TASK DETAILS: Each line of the listing where "ruff" appears should be reported.

INFORMATION:
______

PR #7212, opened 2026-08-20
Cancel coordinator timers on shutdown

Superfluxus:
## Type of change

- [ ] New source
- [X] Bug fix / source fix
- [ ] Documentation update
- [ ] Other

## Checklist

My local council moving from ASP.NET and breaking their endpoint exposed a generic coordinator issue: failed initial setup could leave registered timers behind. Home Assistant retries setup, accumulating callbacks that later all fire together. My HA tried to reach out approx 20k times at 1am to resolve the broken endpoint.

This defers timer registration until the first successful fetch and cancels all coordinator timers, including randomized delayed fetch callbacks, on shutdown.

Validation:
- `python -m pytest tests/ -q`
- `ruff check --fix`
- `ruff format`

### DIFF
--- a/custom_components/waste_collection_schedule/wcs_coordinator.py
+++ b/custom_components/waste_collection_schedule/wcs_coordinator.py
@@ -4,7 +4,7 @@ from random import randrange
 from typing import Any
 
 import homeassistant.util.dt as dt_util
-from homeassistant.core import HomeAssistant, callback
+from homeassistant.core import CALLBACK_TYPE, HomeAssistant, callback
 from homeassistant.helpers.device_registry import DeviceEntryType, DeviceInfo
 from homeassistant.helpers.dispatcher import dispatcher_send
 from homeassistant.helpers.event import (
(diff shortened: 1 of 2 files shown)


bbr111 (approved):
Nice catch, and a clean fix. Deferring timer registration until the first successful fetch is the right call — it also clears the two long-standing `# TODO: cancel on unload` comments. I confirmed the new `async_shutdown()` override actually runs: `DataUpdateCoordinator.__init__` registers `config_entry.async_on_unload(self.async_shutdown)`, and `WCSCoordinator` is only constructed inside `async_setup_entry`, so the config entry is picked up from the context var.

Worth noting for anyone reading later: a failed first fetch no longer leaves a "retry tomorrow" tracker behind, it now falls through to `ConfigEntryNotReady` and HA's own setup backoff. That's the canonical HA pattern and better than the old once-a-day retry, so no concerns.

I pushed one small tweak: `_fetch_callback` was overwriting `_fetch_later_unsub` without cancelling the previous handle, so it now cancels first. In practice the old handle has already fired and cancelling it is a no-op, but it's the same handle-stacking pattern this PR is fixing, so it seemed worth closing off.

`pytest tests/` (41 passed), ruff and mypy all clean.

______

SOLUTION TO THIS PROBLEM:
- `ruff check --fix`
- `ruff format`
`pytest tests/` (41 passed), ruff and mypy all clean.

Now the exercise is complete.